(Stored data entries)
PR #98, opened 2016-07-19
close cleanups fixes. care more about .Drop() torrents, do not start …

axet:
…it again when half open connection bring new addPeers()

### DIFF
--- a/client.go
+++ b/client.go
@@ -310,8 +310,11 @@ func NewClient(cfg *Config) (cl *Client, err error) {
 	if cl.utpSock != nil {
 		go cl.acceptConnections(cl.utpSock, true)
 	}
-	if !cfg.NoDHT {
-		dhtCfg := cfg.DHTConfig
+	if !cl.config.NoDHT {
+		if cl.dHT != nil {
+			return
+		}
+		dhtCfg := cl.config.DHTConfig
 		if dhtCfg.IPBlocklist == nil {
 			dhtCfg.IPBlocklist = cl.ipBlockList
 		}
@@ -345,12 +348,15 @@ func (cl *Client) Close() {
 	cl.closed.Set()
 	if cl.dHT != nil {
 		cl.dHT.Close()
+		cl.dHT = nil
 	}
 	if cl.utpSock != nil {
 		cl.utpSock.Close()
+		cl.utpSock = nil
 	}
 	if cl.tcpListener != nil {
 		cl.tcpListener.Close()
+		cl.tcpListener = nil
 	}
 	for _, t := range cl.torrents {
 		t.close()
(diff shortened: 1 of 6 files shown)


client.go
```diff
@@ -310,8 +310,11 @@ func NewClient(cfg *Config) (cl *Client, err error) {
...
 		go cl.acceptConnections(cl.utpSock, true)
 	}
-	if !cfg.NoDHT {
-		dhtCfg := cfg.DHTConfig
+	if !cl.config.NoDHT {
+		if cl.dHT != nil {
+			return
+		}
+		dhtCfg := cl.config.DHTConfig
 		if dhtCfg.IPBlocklist == nil {
```
anacrolix: I don't think we need this.

client.go
```diff
@@ -345,12 +348,15 @@ func (cl *Client) Close() {
...
 	}
 	if cl.utpSock != nil {
 		cl.utpSock.Close()
+		cl.utpSock = nil
 	}
 	if cl.tcpListener != nil {
 		cl.tcpListener.Close()
+		cl.tcpListener = nil
 	}
 	for _, t := range cl.torrents {
```
anacrolix: None of the above have any effect.

client.go
```diff
@@ -564,12 +570,18 @@ func (cl *Client) dialFirst(addr string, t *Torrent) (conn net.Conn, utp bool) {
 	return
 }
 
-func (cl *Client) noLongerHalfOpen(t *Torrent, addr string) {
+func (cl *Client) noLongerHalfOpen(t *Torrent, addr string) bool {
```
anacrolix: I think I'd rather just leave the halfOpen field even when the torrent is closed. No need to return anything. Just check for torrent closed when it matters?

torrent.go
```diff
@@ -1252,6 +1263,11 @@ func (t *Torrent) announceDHT(impliedPort bool) {
 					allAddrs[key] = struct{}{}
 				}
 				cl.mu.Lock()
+				if t.peers == nil { // torrent can be already closed. return.
```
anacrolix: I don't think you should use zeroed state to indicate something being closed. Just test Torrent.closed directly if it matters. Here, Torrent.addPeers should just not trigger methods like openNewConns etc. if it's closed.

torrent.go
```diff
@@ -532,11 +532,17 @@ func (t *Torrent) close() (err error) {
...
+	t.trackerAnnouncers = nil
 	for _, conn := range t.conns {
 		conn.Close()
 	}
+	t.conns = nil
+	t.peers = nil
+	t.halfOpen = nil
 	t.pieceStateChanges.Close()
-	t.updateWantPeersEvent()
 	return
```
anacrolix: Rather than the above changes, trackerScrapers should just test for Torrent.closed in their main loop. Torrent.addPeers should not trigger new network activity if the Torrent is closed. Torrent.updateWantPeersEvent should still occur, but wantPeers is always false if the torrent is closed.

tracker_scraper.go
```diff
@@ -74,6 +74,7 @@ func (me *trackerScraper) announce() (ret trackerAnnounceResult) {
 		ret.Completed = time.Now()
 	}()
 	ret.Interval = 5 * time.Minute
+	ret.Err = nil
```
anacrolix: This is redundant, ret.Err is already nil.

client.go
axet: it does when code start to live its own live. and when it happens it will crash. it self checking nil. for example when you .Drop() torrent it will start live it's own live after receiving half open connection data or tracker announces.

client.go
axet: same as above. self checking code. when you start to control torrent behaviour after you drop it, this code matters - torrent will behave property when something happens after you close it.

torrent.go
axet: True. It additional runtime checks of proper behaviour of closed torrents. Should we call addPeer on closed torrent? I think no.

tracker_scraper.go
axet: Lets pretend we want to announce second time. Still want to keep pervious error?

axet:
Seems like we see it differently. It is fine. I prefer nil, sine it will show at runtime with panic if I failed understanding live cycle of object.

Problem details: Take the entries above and copy them exactly from the first line through the line with "cl.closed.Set()"; leave out every line after it.

Solution:
PR #98, opened 2016-07-19
close cleanups fixes. care more about .Drop() torrents, do not start …

axet:
…it again when half open connection bring new addPeers()

### DIFF
--- a/client.go
+++ b/client.go
@@ -310,8 +310,11 @@ func NewClient(cfg *Config) (cl *Client, err error) {
 	if cl.utpSock != nil {
 		go cl.acceptConnections(cl.utpSock, true)
 	}
-	if !cfg.NoDHT {
-		dhtCfg := cfg.DHTConfig
+	if !cl.config.NoDHT {
+		if cl.dHT != nil {
+			return
+		}
+		dhtCfg := cl.config.DHTConfig
 		if dhtCfg.IPBlocklist == nil {
 			dhtCfg.IPBlocklist = cl.ipBlockList
 		}
@@ -345,12 +348,15 @@ func (cl *Client) Close() {
 	cl.closed.Set()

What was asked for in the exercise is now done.